CARAPANDANG - Presiden AS Donald Trump mengeluarkan ancaman keras terhadap anggota parlemen dari Partai Republik yang berani mendukung pencabutan kebijakan tarif impor terhadap Kanada. Ancaman itu disampaikan Trump melalui platform Truth pada Rabu (11/2/2026) malam waktu setempat.
"Setiap anggota Partai Republik, baik di DPR maupun Senat, yang memberikan suara melawan tarif akan menghadapi konsekuensi serius, bahkan pada tahap awal pemilu," tulis Trump mengutip ParsToday.
Pernyataan ini merespons langkah DPR AS yang sehari sebelumnya, Rabu (11/2/2026), menyetujui pencabutan tarif 35 persen terhadap produk Kanada dengan suara 219 berbanding 211.

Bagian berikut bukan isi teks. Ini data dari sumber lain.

Issue #1668, opened 2026-04-09
Fresh windows 11, hibernate = crash instead of hibernation


kstepyra:
As in title - instead of hibernating it crashes and requires boot password - event viewer = critical err 41 (no info why it rebooted).

# Expected behavior
work

# Observed behavior
not working..

# Steps to reproduce
1. install windows 11
2. encrypt via VC
3. enable hibernation
4. hibernate and crash

# Your Environment

**VeraCrypt version:**: newest version as of today - 1.26.24

**Operating system and version:** Windows 11 pro 25H2

**System type:** 64-bit

idrassi:
Thank you for reporting this issue.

Sebanyak tiga anggota Partai Republik diketahui bergabung dengan kubu Demokrat dalam mendukung pencabutan kebijakan proteksionis tersebut.
Anggota DPR dari Nebraska, Dan Bacon, yang menolak usulan pemblokiran pencabutan tarif tersebut, menegaskan bahwa tarif memiliki dampak negatif bersih terhadap ekonomi dan pada dasarnya merupakan pajak berat yang dibebankan kepada konsumen, produsen, dan petani Amerika.
Para Demokrat kini bersiap membawa isu ini ke tingkat lebih tinggi dengan berencana mengajukan resolusi pencabutan status darurat nasional yang menjadi dasar hukum pemberlakuan tarif, serta memperluas upaya serupa terhadap tarif bagi Meksiko dan negara lain.